(SOURCE MATERIAL Opens)
Issue #644, opened 2015-08-20
EOF error when deploying a non-existent tag


ejholmes:
This error is somewhat specific to us. If you have a repository that has a lot of tags in it (e.g. you tag every image with the git sha), when you try to deploy an image using a tag that doesn't exist, you'll see it stall for a minute or two and fail with:

```
$ emp deploy remind101/acme-inc:nonexistenttag
Pulling repository remind101/acme-inc
error: unexpected EOF
```

This happens because the behavior of the docker client is to first try to find the tag in the v2 registry, then fallback to pulling _all_ tags using the v1 registry API. Because there's so many tags, this times out and returns the EOF error.

This technically isn't an Empire bug, but tracking it here in case someone else runs into it.

See also https://github.com/docker/distribution/issues/797

ejholmes:
FYI. I'm not able to reproduce this on Docker 1.8.1.

PR #709, opened 2015-12-31
Expose errors in Tugboat properly

ejholmes:
This "fixes" https://app.honeybadger.io/projects/43058/faults/14165058 in that it makes the error visible. Previously, it would get silenced and people would be confused why they're deployment failed (tag wasn't found in the docker registry. See https://github.com/remind101/empire/issues/644). It's the biggest source of errors that we see from Empire, so it's annoying when you just see a blank error.

The behavior before was to write the error to the log stream, then update the deployment status in Tugboat as failed. But if there was an error writing to the log stream, then the error would just be silenced. It's better if we just update the deployment status in Tugboat passing it the actual error that happened.

Depends on https://github.com/remind101/tugboat/pull/41

**TODO**

* [ ] Merge https://github.com/remind101/tugboat/pull/41

### DIFF
--- a/pkg/dockerutil/dockerutil.go
+++ b/pkg/dockerutil/dockerutil.go
@@ -1,11 +1,13 @@
 package dockerutil
 
 import (
+	"bytes"
 	"encoding/json"
 	"fmt"
 	"io"
 
 	"github.com/docker/docker/pkg/jsonmessage"
+	"github.com/docker/docker/pkg/term"
 	"github.com/remind101/empire/pkg/image"
 )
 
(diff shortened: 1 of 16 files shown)


pkg/dockerutil/dockerutil.go
```diff
@@ -0,0 +1,73 @@
...
+			return err
+		}
+	}
+
+	return nil
+}
+
+// DecodeJSONMessageStream wraps an io.Writer to decode a jsonmessage stream into
+// plain text. Bytes written to w represent the decoded plain text stream.
+func DecodeJSONMessageStream(w io.Writer) *DecodedJSONMessageWriter {
```
ejholmes: Also refactored out how the jsonmessage stream is docoded, so you can just wrap an io.Writer to decode the stream and write plain text.

phobologic:
:+1:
(SOURCE MATERIAL Closes)
REQUIRED WORK ::
Please show each line in the records above that contains "repository".

WRITTEN RESPONSE ::
This error is somewhat specific to us. If you have a repository that has a lot of tags in it (e.g. you tag every image with the git sha), when you try to deploy an image using a tag that doesn't exist, you'll see it stall for a minute or two and fail with:
Pulling repository remind101/acme-inc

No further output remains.